EARTH5;1190649 said:


> ... i just got a2008 chevy 1500 regular cab w 8 foot bed. The front end is gvw 2950.


Are you sure 2950? My 09 1500 ext cab is 3950.

I just added the BOSS STD 7.5 Poly. Plow weight is 633lb + 100lb for the mount. My front axle is currently at 4080lb with a full tank of fuel and 470lb of ballast. I'm slightly over, but I'm not doing commercial plowing either.


----------



## jerseydrew

i have a Western HTS and it is great!


----------



## bigblock73

I have a Western 7.5 Mid Weight on my 2000 1500
I'm very happy with it


----------



## jklawn&Plow

I had a 7.5' std boss on my chevy 1500 for ~2.5 yrs with the timbrens. The timbrens worked great to prevent any sag but running those front wheels into late winter ice banks to stack deeper than I should have caused the impact direcly on the front bearings. Noticed the sparks flying out as the wheel was at a 30 degree angle and barely made it home before it fell off. It worked great for those 2.5 yrs and the front bearings were easily replaced Although the one side required some extra work to break it free.
I think the plow weighs 525-575lbs. But the actual weight to the bearings because the center of gravity of the plow is probably 4 feet out is closer to 700-800lbs (theres a formula in the 2007 2500HD owners manual that shows this)


----------



## billm

I have a Sno-Way 26 Series 7.5 Poly Blade, Down Pressure & Wireless Control on a 2010 1500 ext. 
I'm very happy with it.


----------



## jerseydrew

billm;1193147 said:


> I have a Sno-Way 26 Series 7.5 Poly Blade, Down Pressure & Wireless Control on a 2010 1500 ext.
> I'm very happy with it.


you're on here too now huh?


----------



## billm

Been lurking here a few months now


----------



## pelt35

Billm ,Did you have to put any lift kit on to hold your Sno-way? I have a 26 that I might be changing to a 1500


----------



## Mike57

EARTH5;1190649 said:


> hi guys, i am new to forum... i just got a2008 chevy 1500 regular cab w 8 foot bed. my question is what type or model of a fisher do i use that would plow the best? The front end is gvw 2950. all my friends have the fisher regular plow (hd?) 7 1/2 foot and dont seem to have any problems, however the fisher dealer is telling me i need to use the "ht" model (Half ton) or the sd which is a light duty version of the hd with a poly edge.. we plow a lot of driveways and only a small parking lot for commercials any recommendations would be fully appreciated... thank you


I put a Snow Dogg MD75 on my 08 Silverado crew-cab. The plow is stainless and much lighter than most plows in the 7.5 lineup. I just pushed 2 feet of snow with 2 pushes this last storm. It is holding up fairly well.

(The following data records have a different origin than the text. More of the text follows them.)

PR #678, opened 2026-02-11
Fix Failure("nth") crash in remove_unused_parameters

### LINKED ISSUE #677: `remove_unused_parameters` crashes with `Failure("nth")` when EApp has more arguments than callee type arrow
## Summary

When bundling modules, `remove_unused_parameters` in `lib/Simplify.ml` crashes with `Failure("nth")` if a function call site has more actual arguments than the callee's formal type parameters (as reported by `flatten_arrow`). This happens when erased/ghost parameters are passed as `()` at call sites, but the callee's type signature doesn't include them (e.g., when the callee is an external or its type was simplified during extraction).

## Root Cause

In `lib/Simplify.ml`, the `unused` function (line 226) computes whether parameter `i` should be eliminated. At line 236:

```ocaml
List.nth ts i = TUnit
```

This accesses `ts` (the formal parameter type list) at index `i` without bounds checking. When called from `update_table_current` (line 344 in `visit_EApp`), the iteration is over the actual arguments `es`, so `i` can be `>= List.length ts`.

The length guard at line 353 (`if List.length es <= List.length ts then`) correctly handles this case for the main transformation, but `update_table_current` is called **before** this guard at line 344.

## Backtrace

```
Fatal error: exception Failure("nth")
Raised at Stdlib.failwith in file "stdlib.ml", line 29, characters 17-33
Called from Krml__Simplify.unused.unused_i in file "lib/Simplify.ml", line 236
Called from Krml__Simplify.unused in file "lib/Simplify.ml", line 238
Called from Krml__Simplify.remove_unused_parameters.object#update_table_current.(fun) in file "lib/Simplify.ml", line 316
Called from Stdlib__List.iteri in file "list.ml", line 116
Called from Krml__Simplify.remove_unused_parameters.object#visit_EApp in file "lib/Simplify.ml", line 344
...
Called from Krml__Simplify.remove_unused_parameters.object#visit_DFunction in file "lib/Simplify.ml", line 256
```

## How to Reproduce

Extract a Pulse module with an `.fsti` interface (making implementations private in krml), create a wrapper module without `.fsti` that re-exports the functions, then bundle them together:

```bash
krml -skip-compilation -skip-makefiles -skip-linking \
  -bundle 'Wrapper=Wrapper,MyLib,MyLib.Spec' \
  -tmpdir output \
  Wrapper.krml MyLib.krml MyLib_Spec.krml
```

The crash triggers because after inlining, the bundled code contains calls to external functions (e.g., `Pulse.Lib.Array.PtsTo.op_Array_Access`) with 4 arguments (`arr, idx, (), ()`), but the callee's type only shows 2 parameters (the ghost `perm` and `seq` args were erased from the type but not from call sites).

## Proposed Fix

In `lib/Simplify.ml` line 236, add a bounds check:

```diff
-    List.nth ts i = TUnit
+    i < List.length ts && List.nth ts i = TUnit
```

This makes `unused_i` return `false` for out-of-bounds indices (i.e., "don't eliminate this parameter"), which is the correct conservative behavior.

I've verified this one-line fix resolves the crash and produces correct C output.

## Version

KaRaMeL commit: d6607b99477640cb1e5d423d5cbe709d76da61f7 (opam karamel 1.0.0)

elefthei:
Fixes #677

## Problem

`remove_unused_parameters` in `lib/Simplify.ml` crashes with `Failure("nth")` when bundling modules where a function call site has more actual arguments than the callee's formal type parameters (as reported by `flatten_arrow`).

This happens when erased/ghost parameters are passed as `()` at call sites, but the callee's type signature doesn't include them (e.g., external functions like `Pulse.Lib.Array.PtsTo.op_Array_Access` whose ghost args were erased from the type but not from call sites).

## Root Cause

In `unused_i` (line 236), `List.nth ts i = TUnit` is called without bounds checking. The `update_table_current` call at line 344 in `visit_EApp` iterates over actual arguments `es` and calls `unused arg_i` for each — but `arg_i` can exceed `List.length ts` when there are more actual args than formal type params. The length guard at line 353 correctly handles this for the main transformation path, but `update_table_current` is invoked *before* that guard.

## Fix

Add a bounds check so `unused_i` returns `false` for out-of-bounds indices (conservative: don't eliminate unknown params):

```diff
-    List.nth ts i = TUnit
+    i < List.length ts && List.nth ts i = TUnit
```

## Reproduction

Extract a Pulse module with `.fsti` interface (making implementations private), create a wrapper without `.fsti`, and bundle them:

```bash
krml -bundle 'Wrapper=Wrapper,Lib,Lib.Spec' Wrapper.krml Lib.krml Lib_Spec.krml
# Fatal error: exception Failure("nth")
```

After the fix, extraction succeeds and produces correct C output with all functions.


protz:
@tahina-pro is this something you can help with? I would love for this PR to have a corresponding regression in the test suite, which would allow me to understand the problem -- right now, without a supporting example, it's hard to determine whether this is the right fix or not

PR #679, opened 2026-02-11
Fix issue 676

protz:
I recommend viewing the diff with whitespace off: [link](https://github.com/FStarLang/karamel/pull/679/changes?w=1)

the changes are relatively minimal and consist in skipping a recursive traversal if we have no good reason to do it

this also allowed me to remove a call to self#visit_node that I always thought was un-necessary but for some reason remained... good riddance

@tahina-pro are there any additional regressions you would like to run for this?

on my end, this breaks eurydice: https://github.com/AeneasVerif/eurydice/pull/378 so I need to investigate what's going on there

### DIFF
--- a/lib/DataTypes.ml
+++ b/lib/DataTypes.ml
@@ -687,21 +687,13 @@ let remove_unit_buffers = object (self)
 
 end
 
-let remove_unit_fields = object (self)
+let build_unit_field_table erasable_fields = object (self)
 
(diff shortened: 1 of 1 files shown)


protz:
Things look good on the Eurydice end -- @tahina-pro please confirm this works for you in case you have other regression suites you'd like to run. Thank you!

PR #682, opened 2026-03-03
make: opam distribution on macs

amosr-msft:
Relax the opam build rules to always have a fallback option. Previously the constraints were too tight if on mac with OPAMMAKECMD set.

Disable the gtime check if NOSHORTLOG is set. Previously was failing on mac if gtime is not installed, but this is actually unused in opam with logging disabled.

### DIFF
--- a/.github/workflows/ci.yml
+++ b/.github/workflows/ci.yml
@@ -18,17 +18,9 @@ defaults:
     shell: bash
 
 jobs:
-  build-and-test:
+  build-deps:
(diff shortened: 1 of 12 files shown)


amosr-msft:
related pulse change: https://github.com/FStarLang/pulse/pull/582

protz:
It's not a super deep change and I work on Mac, so if you want to go ahead and merge this, do not hesitate

PR #683, opened 2026-03-08
Lef/lowstar dangling refs

elefthei:


elefthei:
@nikswamy looks like those were left behind from the fstar2 port

PR #701, opened 2026-03-27
Remove need for KRML_HOME

mtzguido:
Finally revived this idea. This changes krml to find the files it needs relatively to its binary location, instead of via KRML_HOME. Some notes about decisions I made along the way:

1- during building krmllib, we override this autodetection via some env vars, as karamel is just a dune-built executable in `_build/..` without its support files
2- added `-locate-include` and `-locate-krmllib` to use from Makefiles
3- the default build now produces a working karamel setup in `out/`
4- the top-level `krml` symlink still exists, with one caveat: after `make minimal` (and during the build of krmllib) it points to the dune executable. On a full build (after krmllib is build) it points to `out/lib/pulse`. I can see this being confusing, so I can change it if desired.
5- added a `make package` rule to create a tarball with a working karamel. This package looks the same as a local or OPAM install.
6- I moved `runtime` into `krmllib/runtime`. It was already installed that way (though I'm not sure anyone was installing karamel)
7- AutoConfig is gone.

I *think* client projects like EverParse will continue work if they set `KRML_HOME` and use `$KRML_HOME/krml`, since this binary will just do the right thing regardless of the variable. But I should confirm, hence marking as a draft.

### DIFF
--- a/.github/workflows/ci.yml
+++ b/.github/workflows/ci.yml
@@ -39,8 +39,9 @@ jobs:
         uses: actions/cache/restore@v4
         with:
           path: _opam
-          key: opam-${{ runner.os }}-${{ runner.arch }}-${{ github.run_id }}
+          key: opam-${{ runner.os }}-${{ runner.arch }}-fstar1-${{ github.run_id }}
           restore-keys: |
+            opam-${{ runner.os }}-${{ runner.arch }}-fstar1-
             opam-${{ runner.os }}-${{ runner.arch }}-
 
       # Build F*, from the fstar1 branch.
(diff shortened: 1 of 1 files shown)


protz (commented):
It seems like the tests now need a local install to succeed. That's not going to work for me, I don't think I should run `make local-install` to run the tests. Am I misunderstanding?

Generally, the idea behind the current solution is that it should not matter which executable you call krml through (_build/.../Karamel.exe or ./krml) -- either way should work. Is this property preserved?

I'll take a look into more detail next week. Thanks!

protz:
>  (I imagine yes.) 

I'm actually not sure. Most people who do repackaging end up writing their own Makefiles and/or changing the directory structure. Perhaps some sensible defaults would be fine, indeed.

protz:
- Reasonable
- eurydice and scylla both show some entries for `git grep AutoConfig`
- no worries about rebasing

Issue #380, opened 2026-05-30
Modernizing the motd


theMimolet:
### What is it?

I'm currently developing a brand motd system made in go.
Its goal is to have a fully translated motd for non-english users and make it extra-configurable 😄
(built-in accent colors in it compatible with gnome too !) 

### What does done look like?

It would result in a binary (shipping method not decided yet) + a common config for all the bluefins ! (except maybe for the DX edition, so it has special developer tips added on it) 

And have it as a full on replacement of the current motd scripts

(and the end goal would also be to share it with Bazzite and Aurora)

### Affected area

brew / CLI tools

### Extra context

# I'll be doing a PR soon-ish myself (I can't self-assign this 😢 ) 

Also a WIP of it on my father's Bluefin :> 
(and yes I also added the dino in the meantime 🦖) 

<img width="1280" height="720" alt="Image" src="https://github.com/user-attachments/assets/e46e3e5c-ff93-41fa-8b6e-1c2905905c44" />

<img width="1280" height="720" alt="Image" src="https://github.com/user-attachments/assets/652bcdd2-9cd7-456e-9dc4-bd5f5f47ca20" />

<img width="1280" height="720" alt="Image" src="https://github.com/user-attachments/assets/021d46e0-ac98-4dc0-8195-9805008ac07a" />

<img width="1280" height="720" alt="Image" src="https://github.com/user-attachments/assets/67e90a64-8079-461a-9933-b28afefe9533" />

**Common · issue pipeline**

```text
  ✓  triage     needs kind/ + area/ then /approve
  ▶  discussing —
  ·  queued     —
  ·  claimed    theMimolet
  ·  done       —
```

**area:** area/bling, area/brew &nbsp; **priority:** —  
**maintainer:** reach consensus, then comment /approve  
**reporter:** add spec, context, or requirements to the issue body

castrojo:
Beautiful!

castrojo:
This issue has been marked `status/discussing` as part of the factory issue pipeline.

**Next step for a maintainer:** review the proposal, discuss in comments, then comment `/approve` when there is consensus. That moves the issue to `status/queued` where contributors can comment `/claim` to pick it up.

If this needs more definition first, leave a comment with what's missing. If it should be closed or deprioritized, close it directly.

PR #400, opened 2026-06-02
feat: replaces the old motd with umotd

theMimolet:
Hello ! :wave: 

This is the first draft for the [umotd](https://github.com/theMimolet/umotd/) integration in Bluefin. #380 

I removed all the files related to the previous motd and replaced them by a new profile.d and the config file.

The `ublue-dev` tips-preset is temporarily here while I/we figure out a convenient way to deal with them for specific images / scripts. 

Finally, regarding the distribution of it, I still have a few questions : 
- Will it be featured in one of the ublue taps ? Or is [mine](https://github.com/theMimolet/homebrew-tap) just fine ? 
- How will users get it when they first install the system / update from the motd ? (will there be a service that auto-installs it for them ?)

PS: I just saw [this](https://github.com/ublue-os/aurorafin-shared), so it will probably wait as a draft for a bit. I'll do the appropriate changes after it happens.


castrojo:
Let's do this on the image since it needs to be baked in since we use it for alerts and stuff too. Thanks for working on this! +1 from me!

renner0e:
> * Will it be featured in one of the ublue taps ? Or is [mine](https://github.com/theMimolet/homebrew-tap) just fine ?
> 
> * How will users get it when they first install the system / update from the motd ? (will there be a service that auto-installs it for them ?)

> PS: I just saw [this](https://github.com/ublue-os/aurorafin-shared), so it will probably wait as a draft for a bit. I'll do the appropriate changes after it happens.

Like jorge mentioned, this has to be baked into the image and not a good idea to put it in a shared repo, which generally should be a place with not super many experimental changes.

While this is very cool and the proper way to do things™ and does solve the issue of localization, which is generally unpleasant to implement in shell scripts (and the reason why we haven't done this after over 2 years of having the motd). I think it would probably be a good idea to let this cook a little bit more, perhaps this could be tested via brew as an opt-in thing first (and additionally outside of bluefin, others might find it useful as well!). But it sadly is more complex than a shell script, which does lower the amount of people who can maintain it longterm by quite a bit.

castrojo (changes requested):
🚧 **Needs packaging step**: `umotd` is not installed by the image (not in the Containerfile and not in any package list). The new `umotd.sh` profile would run `umotd` as a command that doesn't exist, silently breaking MOTD for all users.

Before this can merge:
1. Add `umotd` to the Containerfile (install via dnf/rpm-ostree/flatpak as appropriate)
2. Confirm `umotd` is available on the correct package source for Bluefin's Fedora base

The rest of the PR looks well-structured — config.json, the profile.d change, removing the old template/env approach. Just needs the install step.

theMimolet:
Well I can do a copr for sure.
But what about Dakota ?

castrojo:
Two blockers before this can land:

1. **Packaging**: `umotd` needs to be installed in the `Containerfile` (e.g., via dnf/rpm-ostree or a brew formula). Without this, the profile.d script runs a command that doesn't exist.

2. **Shared/ boundary**: Several files in this PR touch `system_files/shared/` which is read-only here (the `ublue-os/aurorafin-shared` submodule). Those changes need to go to [`ublue-os/aurorafin-shared`](https://github.com/ublue-os/aurorafin-shared) first — please report upstream manually; agents cannot file PRs in ublue-os repos.

The `system_files/bluefin/` changes look well-structured and can land once the above are addressed.

theMimolet:
Oh well it seems like it's done 😳

PR #349, opened 2026-05-26
add dynamic wallpaper timer

joshyorko:
## Summary

- Add a shared user systemd timer and service for Bluefin dynamic wallpapers.
- Add a GeoClue-backed latitude helper that falls back cleanly when location is unavailable or denied.
- Add a user setup hook so the timer is enabled for users through the common layer.

## Why

This ports the applicable shared-layer work from ublue-os/bluefin#3890 into `projectbluefin/common`, where shared Bluefin workload behavior belongs. That keeps the feature in one layer for downstream Bluefin variants instead of landing it only in `ublue-os/bluefin`.

## Scope note

The approved Bluefin PR also removed the old build-time month rewrite from `ublue-os/bluefin` at `build_files/base/05-override-install.sh`. That file does not exist in `projectbluefin/common`, so this PR cannot remove that line directly. If that rewrite still runs in Bluefin after this common change lands, it should be removed in a small follow-up PR against `ublue-os/bluefin`.

## Testing

- `shellcheck system_files/shared/usr/libexec/bluefin-dynamic-wallpaper system_files/shared/usr/libexec/get-geoclue-latitude system_files/shared/usr/share/ublue-os/user-setup.hooks.d/20-dynamic-wallpaper.sh`
- `bash -n system_files/shared/usr/libexec/bluefin-dynamic-wallpaper system_files/shared/usr/libexec/get-geoclue-latitude system_files/shared/usr/share/ublue-os/user-setup.hooks.d/20-dynamic-wallpaper.sh`
- `git diff --check HEAD~1..HEAD`
- `systemd-analyze verify` with a temporary host-valid `ExecStart` relocation
- Fake `gsettings` test confirmed southern hemisphere maps May to November and updates both light/dark wallpaper URIs
- Fake `gsettings` test confirmed custom dark wallpaper is not overwritten
- Fake `gdbus` tests confirmed valid latitude, AccessDenied exit 2, and `(0.0, 0.0)` rejection

`just check` was also run. It fails on existing formatting drift in untouched Justfiles under `system_files/bluefin/usr/share/ublue-os/just/`; this PR does not touch `Justfile` or `*.just`, so that path-filtered workflow should not run for this change.

Refs ublue-os/bluefin#3890

## Summary by CodeRabbit

* **New Features**
  * Dynamic monthly wallpaper that selects images per hemisphere and updates automatically.
  * Automatic daily wallpaper refresh with safe behavior to preserve custom user-set wallpapers.

* **Chores**
[...]

PR #538, opened 2026-06-08
fix: set summer wallpaper default and run on first login

castrojo:
## Problem

New install ISOs were showing the December winter wallpaper. Root cause: **two issues**:

### 1. Hardcoded December default in gschema override

When wallpapers were first added in PR #34 (December 2025), the gschema override was correctly set to `12-bluefin.xml`. It was never updated after that. PR #349 added the dynamic wallpaper timer but didn't update the static default — so every fresh install still shows December wallpaper as the initial value.

### 2. 1-minute delay before timer fires

The user-setup hook only enabled the timer (`OnBootSec=1min`), meaning there was a visible window where the wrong wallpaper was shown on first login.

## Fix

1. **Update gschema default** to `06-bluefin.xml` for the current summer season
2. **Run `bluefin-dynamic-wallpaper` immediately** in the user-setup hook (in addition to enabling the timer), so the correct season wallpaper is applied the moment the hook runs — no delay, no wrong wallpaper flash

The script already handles geoclue failures gracefully (falls back to northern hemisphere), so running it eagerly is safe.


castrojo:
Closing — the timer self-heals within 1 minute of first boot. Not worth the merge complexity.

PR #569, opened 2026-06-10
chore: simplification audit — remove dead weight, harden edge cases

castrojo:
## Summary

Cleanup from a bang-for-the-buck audit of everything in `common`. Full audit report: [`docs/quality/ARCHITECTURE-REVIEW.md`](docs/quality/ARCHITECTURE-REVIEW.md).

**One item explicitly out of scope:** `lifecycle.yml` move to `projectbluefin/actions` — tracked separately, too large for this PR.

**MOTD consolidation** also out of scope — explicitly deferred.

---

### Deleted

| File | Why |
|---|---|
| `.github/workflows/backfill-pipeline.yml` | One-shot `workflow_dispatch` utility, needed once during migration. Widget logic had already diverged from `lifecycle.yml`'s copy. Will bitrot silently. Move to a local script if needed again. |
| `.github/workflows/skill-drift.yml` | Process convention enforced as a CI gate — explicit violation of AGENTS.md: *"Process conventions are self-enforced by agents. Never implement a process convention as a CI gate."* Skill update discipline stays in the agentic review loop. |
| `system_files/bluefin/etc/profile.d/open.sh` | Entire file was `alias open="xdg-open &>/dev/null"` — one line does not warrant a `profile.d` file. Alias moved to `bling.sh`. |

### Modified

**`bling.sh`** — Remove dead atuin integration
- `ATUIN_INIT_FLAGS` variable was set but referenced only by a permanently-commented-out `eval` line — disabled-but-present dead code shipped in every user's shell session
- Add `open → xdg-open` alias (consolidated from deleted `open.sh`)

**`libsetup.sh`** — Harden two silent failure modes
- Add `flock -x` guard around the check/write cycle: concurrent first-boot setup scripts (user-setup + privileged-setup) could both read the JSON before either writes back, causing duplicate execution of setup steps
- Add JSON validation with safe reset: malformed `setup_versioning.json` previously caused `jq` to exit non-zero, leaving the temp file uncleaned and silently skipping setup as if it had already run
- Add `trap 'rm -f "${tmp}"' EXIT` on temp file in the subshell
- All 9 existing bats tests pass unchanged ✅

**`sync-codeowners.yml`** — Add dry-run mode
- New `dry_run: boolean` input on `workflow_dispatch`: shows exactly what would change without making any API calls
- This workflow makes irreversible `PUT /collaborators` and `DELETE /collaborators` calls across 4 downstream repos — a typo in the CODEOWNERS triagers block previously had no preview option
- Add `set -euo pipefail` to both run steps (was missing)

**`.gitignore`** — Add `.coverage`, `.wrangler/`, `knuckle/`, `__pycache__/`, `*.pyc`, `.worktrees/` which were accumulating as untracked noise

---

## Verification

```
just check       ✅ all Justfiles valid
pre-commit       ✅ json/yaml/toml/actionlint/SHA-pinning all passed
just test        ✅ 20 pytest + 45 bats = 65 tests passed
shellcheck       ✅ bling.sh + libsetup.sh clean
```

## Summary by CodeRabbit

* **Chores**
  * Removed backfill-pipeline and skill-drift GitHub Actions workflows.
  * Updated .gitignore with additional ignore patterns.

* **New Features**
  * Added dry-run mode to sync-codeowners workflow for safe preview of changes.

* **Bug Fixes**
  * Enhanced version-script with file locking to prevent concurrent setup race conditions.
  * Improved JSON validation and error handling in setup services.

* **Refactor**
  * Restructured shell initialization and updated command aliases.


castrojo:
## Review — #569 chore: simplification audit — remove dead weight, harden edge cases

**Verdict: GO** (critical fixed inline)

### Fixed in follow-up commit (1367a32)
- `libsetup.sh` — bash opens `200>"${lock_file}"` before the subshell body executes. On first boot, `$HOME/.local/share/ublue/` doesn't exist yet, so the redirect fails before `flock` runs, and `version-script` exits non-zero for every caller — all setup scripts skip silently. Fix: `mkdir -p` the parent directory before the subshell+flock block. Verified: `bats tests/test_libsetup.bats  9/9 ✅`.

### Worth noting (no action required)
- `bling.sh` — consolidating the `open → xdg-open` alias from `profile.d/open.sh` into `bling.sh` changes its scope: was login-shell-wide for all users; now opt-in (only users who source bling get it). Intentional or incidental? Fine either way if intentional — just worth being explicit.
- `sync-codeowners.yml` — `set -euo pipefail` addition is safe for the specific grep-in-if pattern used. Recommend a smoke run with `dry_run=true` before the next real triager change.
- `libsetup.sh:21` — malformed-JSON silent reset is acceptable for version tracking but consider a `logger -t ublue-setup` call so resets are visible in the journal.

### Strengths
- `skill-drift.yml` deletion is the right call — process conventions in CI gates is an explicit AGENTS.md violation.
- `backfill-pipeline.yml` deletion is clean — one-shot utility with no further purpose.
- `sync-codeowners.yml` dry-run mode is a real safety win for an irreversible multi-repo operation.
- libsetup.sh flock + JSON validation + trap is a meaningful hardening, correct once the mkdir ordering is fixed.

CI: all checks green (tests:pass label set).

PR #573, opened 2026-06-10
test(quality): bats tests for rechunker-group-fix, ublue-bling-fastfetch, changelog.just + coverage gate

castrojo:
## Summary

Closes #571, #572, #561. Three quality issues in one PR.

---

### rechunker-group-fix
- Add `GSHADOW_FILE` / `GROUP_FILE` env-var overrides for test isolation
- Comment flags this as a workaround (upstream: systemd/systemd#30852) and marks both the script and the overrides for removal when upstream resolves it

### changelog.just
- Apply LTS repo-selection logic from PR #542/#543 (which are still pending review)
- `^lts` tag → `projectbluefin/bluefin-lts`, all others → `projectbluefin/bluefin`
- Fixes the hardcoded `ublue-os/bluefin` org reference

### New test files (3)

| File | Tests | Covers |
|---|---|---|
| `tests/test_rechunker_group_fix.bats` | 7 | append, duplicate detection, multi-group, empty file, format |
| `tests/test_bling_fastfetch.bats` | 17 | all 9 accent colors, default fallback, dconf/gsettings chain, quote stripping, FASTFETCH_FORCE_THEME precedence |
| `tests/test_changelog.bats` | 12 | repo selection (lts/stable/gts/latest), URL construction, exit behaviour |

### unit-tests.yml
- Add `--cov-fail-under=80` to pytest (currently at 100%, gate is forward-looking)
- Wire 3 new bats steps for the new test files

---

## Verification

```
just check                    ✅ all Justfiles valid
pre-commit run --all-files    ✅ json/yaml/toml/actionlint/SHA-pinning passed
bats test_rechunker_group_fix 7/7  ✅
bats test_bling_fastfetch     17/17 ✅
bats test_changelog           12/12 ✅
pytest --cov --cov-fail-under=80   20/20 passed, 100% coverage ✅
```

---

**Note on changelog.just overlap:** PRs #542 and #543 also touch `changelog.just`. If either merges first, this PR will need a rebase to resolve the conflict — the logic is identical so the merge is trivial.

PR #580, opened 2026-06-10
fix(test): add IMAGE_INFO_FILE override to changelog.just, fix changelog bats in CI

castrojo:
## Summary

Fixes the CI failure on PR #573. Tests 1, 2, 3, 7, 9 in `test_changelog.bats` were failing.

## Root Cause

`changelog.just` reads the image tag via:
```bash
TAG="$(jq -r '.["image-tag"]' < /usr/share/ublue-os/image-info.json)"
```
In the GitHub Actions CI environment `/usr/share/ublue-os/image-info.json` does not exist. The bash shell fails the stdin redirect **before** jq is invoked, leaving `TAG` empty. With `TAG` empty:
- LTS branch is never taken → repo always defaults to `projectbluefin/bluefin`
- Tag-specific release lookup is skipped → always falls back to `/releases/latest`

Tests 4, 5, 6, 8 passed because they only asserted `projectbluefin/bluefin` (the fallback) was called — which it was.

## Fix

**`changelog.just`** — add `IMAGE_INFO_FILE` env-var override, matching the established pattern used by `ublue-privileged-setup`, `luks-tpm2-autounlock`, etc.:
```bash
IMAGE_INFO_FILE="${IMAGE_INFO_FILE:-/usr/share/ublue-os/image-info.json}"
TAG="$(jq -r '.["image-tag"]' < "${IMAGE_INFO_FILE}")"
```

**`tests/test_changelog.bats`** — create a temp `image-info.json` in `WORKDIR` and export `IMAGE_INFO_FILE` in `setup()`, with a comment explaining why this is required.

## Verification

```
bats tests/test_changelog.bats   12/12 ✅
just check                         ✅
pre-commit run --all-files         ✅
```

This PR is intended to be squashed into PR #573 or merged first so #573's CI goes green.

### DIFF
--- a/.github/workflows/unit-tests.yml
+++ b/.github/workflows/unit-tests.yml
@@ -51,7 +51,7 @@ jobs:
         run: find system_files -name '*.sh' -print0 | xargs -0 shellcheck -e SC1091
 
       - name: Run pytest (hooks.py)
-        run: python3 -m pytest tests/test_hooks.py -v --cov=tests --cov-report=term-missing
+        run: python3 -m pytest tests/test_hooks.py -v --cov=tests --cov-report=term-missing --cov-fail-under=80
 
       - name: Run bats (libsetup.sh)
         run: bats tests/test_libsetup.bats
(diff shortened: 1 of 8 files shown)


castrojo:
Fix applied directly to PR #573's branch (commit e47032e). Closing this PR as redundant.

Pros: light weight, easy plow mounting, nice control, good value
Cons: The trip pins (full trip) failed and they now have stronger pins, plow floats when back-dragging (they now have a back-drag edge), lift lockout lever (for when jack in installed) can jam when back-dragging

I plow 5 driveways (small and medium size) and a commercial lot (150X200) with driveway and loading dock in about 2-3 hours for most storms. I am pretty satisfied with the choice, I wish my dealer didn't go out of business though! Dogg does stand behind the product.


----------



## Zigracer

I'm happy with the Meyer STP 7 1/2 footer on my 2010 Silverado. 25 inches of snow this last storm and no problems.


----------



## billm

I had a bit of front sag with the snoway 26 and no ballast. 400-500 lbs of ballast and its not bad at all, but I am still going to install some 2" lift blocks to the front.


----------



## Jakeb123

bigblock73 said:


> I have a Western 7.5 Mid Weight on my 2000 1500
> I'm very happy with it


I got the sam truck i am trying to find out what mounts willwork on my truck i got a few different ones i can buy


----------